I am working with boolean values, trying to evaluate a recommending engine in Mahout. My questions are about the selection of the "correct" parameters of the evaluate function. Apologize in advance for the lengthy post.
IRStatistics evaluate(RecommenderBuilder recommenderBuilder,
DataModelBuilder dataModelBuilder,
DataModel dataModel,
IDRescorer rescorer,
int at,
double relevanceThreshold,
double evaluationPercentage) throws TasteException;
1) Can you think of an example in which the following two parameters must be used:
- DataModelBuilder dataModelBuilder
- IDRescorer rescorer
2) For the double relevanceThreshold
variable, I set the value GenericRecommenderIRStatsEvaluator.CHOOSE_THRESHOLD, however, I was wondering if a "better" model could be built by setting a different value.
3) In my project, I need to recommend at most 10 items per user.
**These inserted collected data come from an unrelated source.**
PR #220, opened 2020-05-18
Fix #219

### LINKED ISSUE #219: UTC offset is set to true even if set to false in configuration
It seems that the `utc_offset` flag in the configuration is getting set to `True` any time it is mentioned in the configuration file (regardless of value). The `utc_offset` can be made to `False` by excluding it from the configuration file.

arbennett:
- [x] closes #219
 - [x] tests added / passed
 - [x] whatsnew entry

### DIFF
--- a/metsim/cli/ms.py
+++ b/metsim/cli/ms.py
@@ -83,6 +83,12 @@ def init(opts):
     else:
         forcing_files = conf['forcing']
 
+    if 'utc_offset' in conf.keys() and conf['utc_offset'].strip() == 'True':
+        conf['utc_offset'] = True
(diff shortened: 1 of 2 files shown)


metsim/cli/ms.py
```diff
@@ -83,6 +83,12 @@ def to_list(s):
     else:
         forcing_files = conf['forcing']
 
+    if 'utc_offset' in conf.keys() and conf['utc_offset'].strip() == 'True':
```
bartnijssen, line 86: Can you change this to:
`conf['utc_offset'].strip() == 'true'`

Does this mean that it shouldn't make sense to set a value bigger than 10 for variable int at
?
4) Given that I don't bother if I have to wait a lot for building the model, is it a good practice to set variable double evaluationPercentage
equal to 1? Can you think of any case where 1 will not give the optimum model?
5) Why precision / recall (note that I am working on boolean data) increases as long as the number of recommendations (i.e. variable int at
) increases (I proved that experimentally)?
6) Where does the spiting of both testing and training tests
is taking place within mahout, and how could I change that percentage (unless if this is not the case for item-based recommendations)?